Globalize had some problems playing with ActiveAdmin; in order to make the form work, we also had to add the line accepts_nested_attributes_for :translations; without the line, the form would get confused, and the params hash would have only empty inputs coming in. We also ran into some trouble internationalizing images. When we added globalize into our images admin, like:

= semantic_form_for [:admin_email, @email_image], child_index: 'image-translation' do |f|
  = f.inputs 'Image' do
    = f.input :templates, :as => :check_boxes, :collection => MailFiend::Template.all.sort_by{|template| template.name.downcase}

  = f.globalize_inputs :translations do |g|
    = g.inputs 'Translated Content' do
      - if g.object.persisted?
        = g.input :image, :as => :file, :hint => display_image(g.object.image.url(:thumb))
      - else
        = g.input :image, :as => :file
      = g.input :locale, as: :hidden

we were getting an undefined method attribute_will_change! error. Changing mount_uploader :image, ImageUploader to Translation.mount_uploader :image, ImageUploader and adding accepts_nested_attributes_for :translations like a Carrierwave pull request suggested changed this error to undefined method 'name' for nil:NilClass.
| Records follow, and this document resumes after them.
PR #1428, opened 2022-04-29
Add capability analyzers for QIR compilation target restrictions

### LINKED ISSUE #1429: Diagnostics for QIR submission to hardware targets
There are a number of restrictions that need to be enforced in Q# to ensure that the generated QIR can be converted into a form that quantum hardware platforms support:

- [X] Forbid recursion
- [X] Forbid while and repeat loops
- [x] Forbid using mutables of types that are not supported on hardware
- [x] Forbid conditional expressions of types that are not supported on hardware
- [X] Enforce that there is a single return per function and no fail statements
- [x] Enforce that array lengths in new arrays expressions, sized array expressions, and qubit array allocations are constants
- [x] Forbid BigInt
- [x] Allow string literals only as argument to Message
- [x] Forbid that mutable variables can be assigned to immutable things
- [x] Limit return values for entry points to the types supported by the provider or arrays/tuples of supported types
- [x] Forbid default-initialized array constructor
- [x] Forbid for loops over mutable iteration lengths
- [x] Forbid mutables in array item access and the indices for copy-and-update
- [x] Allow entry point arguments only of type Int and Bool
- [x] Forbid first-class callable values

samarsha:
- Refactor the previous result capability analyzer to be part of a more modular design.
- Add new capability analyzers for the new target restrictions listed in #1429.
- Refactor the capability tests to be simpler and have better coverage of each test case.

Closes #1429.


samarsha:
I rewrote history so that each commit could be reviewed separately, if that helps.

src/QsCompiler/DataStructures/RuntimeCapability.fs
```diff
@@ -3,76 +3,139 @@
...
+
+    static member AdaptiveExecution = { resultOpacity = Transparent; classical = Integral }
+
+    static member BasicQuantumFunctionality = { resultOpacity = Opaque; classical = Full }
+
+    static member BasicMeasurementFeedback = { resultOpacity = Controlled; classical = Full }
+
+    static member FullComputation = { resultOpacity = Transparent; classical = Full }
+
+module RuntimeCapability =
```
bettinaheim, line 99: Discussed during PR walkthrough: Since we make a bunch of breaking changes, we should just take the opportunity to align terminology across the board and call this TargetCapability.

src/QsCompiler/DataStructures/RuntimeCapability.fs
```diff
@@ -3,76 +3,139 @@
...
+            | :? CaseInsensitive as other ->
+                String.Compare(ci.Original, other.Original, StringComparison.InvariantCultureIgnoreCase)
+            | _ -> ArgumentException("Type mismatch.", nameof obj) |> raise
+
+module CaseInsensitive =
+    let original (CaseInsensitive s) = s
+
+type ResultOpacity =
+    | Opaque
+    | Controlled
```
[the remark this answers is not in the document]
samarsha: I think controlled result opacity correlates with what is possible to lift into the [classical control operations](https://docs.microsoft.com/en-us/qsharp/api/qsharp/microsoft.quantum.classicalcontrol)? That was my idea for the name.

src/QsCompiler/DataStructures/RuntimeCapability.fs
samarsha: I renamed it, but there are still leftovers:

- The qsc command line option is called `--runtime` but should probably be `--target-capability` or `--capability`.
- The project property is still called `ResolvedRuntimeCapabilities` - this needs an SDK change.

src/QsCompiler/DataStructures/RuntimeCapability.fs
```diff
@@ -3,76 +3,139 @@
...
+        Map.tryFindKey (fun _ -> (=) capability) names |> Option.map CaseInsensitive.original
+
+    [<CompiledName "FromName">]
+    let ofName name =
+        Map.tryFind (CaseInsensitive name) names
+
+type RuntimeCapability with
+    member capability.Name = RuntimeCapability.name capability |> Option.toObj
+
+    static member Parse name =
```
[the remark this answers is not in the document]
samarsha: It never throws. I renamed it back to `TryParse`.

src/QsCompiler/DataStructures/RuntimeCapability.fs
```diff
@@ -3,76 +3,139 @@
...
+
+    let ofName name =
+        Map.tryFind (CaseInsensitive name) names
+
+type ClassicalCapability =
+    | Empty
+    | Integral
+    | Full
+
+module ClassicalCapability =
```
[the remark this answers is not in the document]
samarsha: What about `ClassicalCompute`?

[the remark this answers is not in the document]
cesarzc: I like `ClassicalCompute`.

src/QsCompiler/DataStructures/RuntimeCapability.fs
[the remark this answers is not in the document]
samarsha: For example here you see that `ConvertClassicalControl` is true if the result opacity is `Controlled`:

https://github.com/microsoft/qsharp-compiler/blob/e81e3845a3fef4ae52624d763b42b6cef42d6a83/src/QsCompiler/Compiler/CompilationLoader.cs#L205-L206

I like the symmetry and would prefer to avoid using a different word.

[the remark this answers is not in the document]
bettinaheim: It does indeed. I am fine keeping it as is.

src/QsCompiler/Core/SymbolResolution.fs
```diff
@@ -322,26 +322,39 @@ module SymbolResolution =
...
+                // Backwards compatibility with (Name : String, Reason : String).
+                getString args[0] |> Option.bind TargetCapability.ofName
+            | ValueTuple args when args.Length = 3 ->
+                // Parse (ResultOpacity : String, Classical : String, Reason : String).
+                Seq.fold2 applyBuilder TargetCapability.bottom args builders |> Some
+            | _ -> None
+
+        Seq.filter BuiltIn.MarksRequiredCapability attributes
+        |> Seq.choose getCapability
+        |> Seq.fold (fun acc c -> Option.fold TargetCapability.merge c acc |> Some) None
```
bettinaheim, line 356: What does merge do; does merge mean I could have several capability attributes and it would resolve to a capability that satisfies both?

src/QsCompiler/SyntaxProcessor/CapabilityInference/TypeAnalyzer.fs
```diff
@@ -0,0 +1,210 @@
...
+
+let shallowTypeName (ty: ResolvedType) =
+    match ty.Resolution with
+    | ArrayType _ -> "array"
+    | TupleType _ -> "tuple"
+    | QsTypeKind.Operation _ -> "operation"
+    | QsTypeKind.Function _ -> "function"
+    | _ -> SyntaxTreeToQsharp.Default.ToCode ty
+
+let describeScenario =
```
bettinaheim, line 85: This seems like the error string is not split between the diagnostics file and here. I'd prefer to absorb it all into the diagnostics file.

src/QsCompiler/SyntaxProcessor/CapabilityInference/TypeAnalyzer.fs
```diff
@@ -0,0 +1,210 @@
...
+                QsCompilerDiagnostic.Error(ErrorCode.UnsupportedClassicalCapability, args) range |> Some
+
+        Some
+            {
+                Capability = capability
+                Diagnose = diagnose
+                Properties = ()
+            }
+
+let rec flattenTuple =
```
bettinaheim, line 121: This one keeps being redefined on every other PR. The SyntaxGenerator contains a method for this, and I know there has been a desire to have a C# extension to flatten argument tuples. Maybe it would be a good time to add that?

src/QsCompiler/SyntaxProcessor/CapabilityInference/TypeAnalyzer.fs
```diff
@@ -0,0 +1,210 @@
...
+                returnPattern context.Value callable |> Option.iter patterns.Add
+                callable
+        }
+
+    transformation.Statements <-
+        { new StatementTransformation(transformation, TransformationOptions.NoRebuild) with
+            override _.OnStatement statement =
+                match statement.Statement with
+                | QsFailStatement _ ->
+                    use _ = local { context.Value with StringLiteralsOk = true } context
```
bettinaheim, line 161: So we are saying stings are ok in messages and fail statements, though we are currently forbidding fail statements. I think that will work, and we may want to reenable failstatements.

src/QsCompiler/SyntaxProcessor/CapabilityInference/ResultAnalyzer.fs
```diff
@@ -0,0 +1,186 @@
...
+            let code =
+                if target.Capability.ResultOpacity = ResultOpacity.opaque then
+                    ErrorCode.UnsupportedResultComparison
+                else
+                    ErrorCode.ResultComparisonNotInOperationIf
+
+            Some(code, [ target.Name ])
+        | ReturnInDependentBranch ->
+            if target.Capability.ResultOpacity = ResultOpacity.opaque then
+                None
```
bettinaheim, line 61: I am reading this as:
If we have a return in a branch whose execution depends on a measurement result, and the target doesn't support result comparisons anywhere, then give no error. Is that because in this case we already gave an error for the branching in the first place?

src/QsCompiler/SyntaxProcessor/CapabilityInference/ResultAnalyzer.fs
```diff
@@ -0,0 +1,186 @@
...
+let isResultEquality expression =
+    let validType =
+        function
+        | InvalidType -> None
+        | kind -> Some kind
+
+    let binaryType lhs rhs =
+        validType lhs.ResolvedType.Resolution |> Option.defaultValue rhs.ResolvedType.Resolution
+
+    // This assumes that:
```
bettinaheim, line 87: Very important and helpful comment.

src/QsCompiler/SyntaxProcessor/CapabilityInference/ResultAnalyzer.fs
```diff
@@ -0,0 +1,186 @@
...
+    // - Result has no subtype that supports equality comparisons.
+    // - Compound types containing Result (e.g., tuples or arrays of results) do not support equality comparison.
+    match expression.Expression with
+    | EQ (lhs, rhs)
+    | NEQ (lhs, rhs) -> binaryType lhs rhs = Result
+    | _ -> false
+
+let freezeContext dependsOnResult (block: QsPositionedBlock) (context: _ ref) =
+    let knownVars = Seq.map (fun v -> v.VariableName) block.Body.KnownSymbols.Variables |> Set.ofSeq
+    let frozenVars = if dependsOnResult then knownVars else context.Value.FrozenVars
```
bettinaheim, line 97: What are frozen variables?

src/QsCompiler/SyntaxProcessor/CapabilityInference/FeatureAnalyzer.fs
```diff
@@ -0,0 +1,94 @@
...
+let createPattern range feature =
+    let capability = TargetCapability.withClassical ClassicalCapability.full TargetCapability.bottom
+
+    let diagnose (target: Target) =
+        let range = QsNullable.defaultValue Range.Zero range
+
+        if TargetCapability.subsumes target.Capability capability then
+            None
+        else
+            let description =
```
bettinaheim, line 30: Same comment regarding the split of the diagnostic text here as on the other file.

src/QsCompiler/SyntaxProcessor/CapabilityInference/FeatureAnalyzer.fs
```diff
@@ -0,0 +1,94 @@
...
+
+                match expression.Expression with
+                | CallLikeExpression (callee, _) ->
+                    let isTrivial =
+                        function
+                        | InvalidExpr
+                        | Identifier (GlobalCallable _, _)
+                        | Identifier (InvalidIdentifier, _)
+                        | AdjointApplication _
+                        | ControlledApplication _ -> true
```
bettinaheim, line 83: This is now actually too permissive; You would need to look into whether the inner item is a local callable or not.

src/QsCompiler/SyntaxProcessor/CapabilityInference/ConstAnalyzer.fs
```diff
@@ -0,0 +1,181 @@
...
+let createPattern range =
+    let capability = TargetCapability.withClassical ClassicalCapability.full TargetCapability.bottom
+
+    let diagnose (target: Target) =
+        let range = QsNullable.defaultValue Range.Zero range
+
+        if TargetCapability.subsumes target.Capability capability then
+            None
+        else
+            let description = "conditional expression or mutable variable in a constant context"
```
bettinaheim, line 26: I am a bit worried about users not knowing what they need to do. What do you think about something very explicit like "mutable variables and conditional expressions cannot be used in a constant context"? I also think we need to somewhere define what a constant context is - maybe even spelling that out in the error message itself.

src/QsCompiler/Core/SymbolResolution.fs
samarsha: Yes. I don't really have a strong preference on how multiple `RequiresCapability` attributes are handled. Maybe it should be invalid.

src/QsCompiler/SyntaxProcessor/CapabilityInference/TypeAnalyzer.fs
```diff
@@ -0,0 +1,210 @@
...
+            match ty.Resolution with
+            | TupleType _ -> ClassicalCapability.empty
+            | Bool
+            | Int -> ClassicalCapability.integral
+            | _ -> ClassicalCapability.full
+        | EntryPointReturn ty ->
+            match ty.Resolution with
+            | UnitType
+            | Result
+            | TupleType _
```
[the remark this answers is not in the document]
samarsha: No, since the `findScenarios` function already traverses the entire type, including type arguments to tuples and arrays.

src/QsCompiler/SyntaxProcessor/CapabilityInference/TypeAnalyzer.fs
samarsha: Yes, but I didn't want to create a ton of different error codes for each scenario. Since the scenarios we are looking for are very fluid and will likely change over time, it seemed better to have one code for an unsupported classical capability, with the error message describing the specific problem.

I would prefer not to use strings here, too, but that's difficult to do unless microsoft/qsharp-compiler#1025 is implemented.

src/QsCompiler/SyntaxProcessor/CapabilityInference/TypeAnalyzer.fs
samarsha: I did this to avoid a double error for `fail` (one for the `fail` statement itself, and one for the message string). Are `fail` statements supported?

src/QsCompiler/DataStructures/RuntimeCapability.fs
bettinaheim: I can go an update that if you merge the changes here into the hardware targeting branch. 
Is this PR on its own fully functional? If so, I suggest I just cover those as part of the second half (getting the hardware_targeting branch merged) that contains the Sdk changes.

src/QsCompiler/DataStructures/RuntimeCapability.fs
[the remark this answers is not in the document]
bettinaheim: Sounds good.

src/QsCompiler/Core/SymbolResolution.fs
bettinaheim: For other attributes I was giving warnings when they were redundant and errors when they were redefining. But actually, I think just merging them in this case works great. I was just curious.

src/QsCompiler/SyntaxProcessor/CapabilityInference/TypeAnalyzer.fs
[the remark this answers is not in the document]
bettinaheim: Ah, I overlooked that. A comment here in the code would be helpful. Are there tests that cover this?

src/QsCompiler/SyntaxProcessor/CapabilityInference/TypeAnalyzer.fs
bettinaheim: Alright, I see your point about an expected number of changes in the next couple of weeks. Let's defer that then to be processed with 1025. Could you please add a comment though to the strings in each of the analyzers pointing that out and linking issue 1025?

src/QsCompiler/SyntaxProcessor/CapabilityInference/TypeAnalyzer.fs
bettinaheim: No, they are definitively not supported on hardware, but it is a question of whether we should allow them at the language level and fail after qat validation if they have not been optimized away (i.e. fail statements cannot be supported by the runtime, but plenty of fails check compile time information). Writing this down, I think I am coming to the conclusion that we should not allow them, and instead think about where to improve the language/libraries such that these fail statements are not needed.

src/QsCompiler/SyntaxProcessor/CapabilityInference/FeatureAnalyzer.fs
bettinaheim: Resolving as per the discussion above.

src/QsCompiler/SyntaxProcessor/CapabilityInference/FeatureAnalyzer.fs
samarsha: This function does not need to recurse on the expression, since it is used on the next line with `callee.Exists(isTrivial >> not)`, which does the recursion implicitly. There is an existing test case that checks this:

```qsharp
operation CallFunctorOfExpression() : Unit {
    use q = Qubit();
    Adjoint [Unitary][0](q);
}
```

but I'll add your test case as well.

bettinaheim (approved):
Looks great!

src/QsCompiler/DataStructures/RuntimeCapability.fs
samarsha: Yeah, everything should work with this PR, just the names will be inconsistent. I'm fine with doing it in another PR.

src/QsCompiler/SyntaxProcessor/CapabilityInference/TypeAnalyzer.fs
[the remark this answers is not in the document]
samarsha: There are these tests:

```qsharp
@EntryPoint()
operation EntryPointReturnDoubleArray() : Double[] {
    return [];
}

@EntryPoint()
operation EntryPointReturnResultDoubleTuple() : (Result, Double) {
    return (Zero, 0.0);
}
```

that assert that the `Double` type produces an error when it's inside of an array or a tuple.

src/QsCompiler/SyntaxProcessor/CapabilityInference/ConstAnalyzer.fs
samarsha: > What do you think about something very explicit like "mutable variables and conditional expressions cannot be used in a constant context"?

The full message is:

> This construct requires a classical runtime capability that is not supported by the target {targetName}: conditional expression or mutable variable in a constant context.

You would like to change it to:

> This construct requires a classical runtime capability that is not supported by the target {targetName}: mutable variables and conditional expressions cannot be used in a constant context.

This is a bit inconsistent from the other error messages, where the description after the colon is a noun phrase describing what you did (e.g., "recursion" or "fail statement"), rather than a complete sentence. Since the first half of the message says "a ... capability that is not supported," IMO it's already clear that what is being described is not allowed?

> I also think we need to somewhere define what a constant context is - maybe even spelling that out in the error message itself.

A constant context is one of:

- The iterator in a for loop.
- The length `n` of an array in `[x, size = n]` or `Qubit[n]`.
- The value of an immutable variable binding.
- An array index.
- A call argument.

It's hard to describe all of that succinctly in an error message - I would prefer to link to documentation, but we don't have any right now.

src/QsCompiler/SyntaxProcessor/CapabilityInference/ResultAnalyzer.fs
samarsha: I added a comment to the field in `Context` describing it. It's the term I use for variables declared outside of an result conditional branch while you are inside that branch. For example:

```qsharp
mutable x = 0;
if M(q) == One {
    // x is frozen
}
```

src/QsCompiler/SyntaxProcessor/CapabilityInference/TypeAnalyzer.fs
samarsha: I see, I didn't know about QsTuple.Items. I removed `flattenTuple`. I don't think I need to add anything new right now.

src/QsCompiler/SyntaxProcessor/CapabilityInference/ResultAnalyzer.fs
bettinaheim: Got it, thanks.

src/QsCompiler/SyntaxProcessor/CapabilityInference/ConstAnalyzer.fs
bettinaheim: Alright, let's leave it as is, and we should think about documentation (not sure if we need to formalize further first).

Eventually, we discovered that this error was due to ordering: once we moved translates :image to before Translation.mount_uploader :image, ImageUploader, the problem went away.

Architecture

The architecture is a little too complicated to go into fully in this post, but some major points were:

  • An embedded engine that acts like a separate app but with a few well-defined touch points into the rest of the app for convenience/simplicity
  • A direct database connection to a separate reporting database for analytics-derived user facts
  • A gem-encapsulated communication channel over HTTP API with our analytics-built query system on a separate server
  • A Resque-scheduler powered with tools like resque_spec and timecop for thorough timing coverage for mass mailings

Conclusion

When just starting out, it makes sense to use a third party system, as building an email system on your own is a huge hassle. However, the more data you have to deal with, the more sense it makes to start building an in-house system, to avoid the costs of synchronization as well as allowing the most customization and flexibility.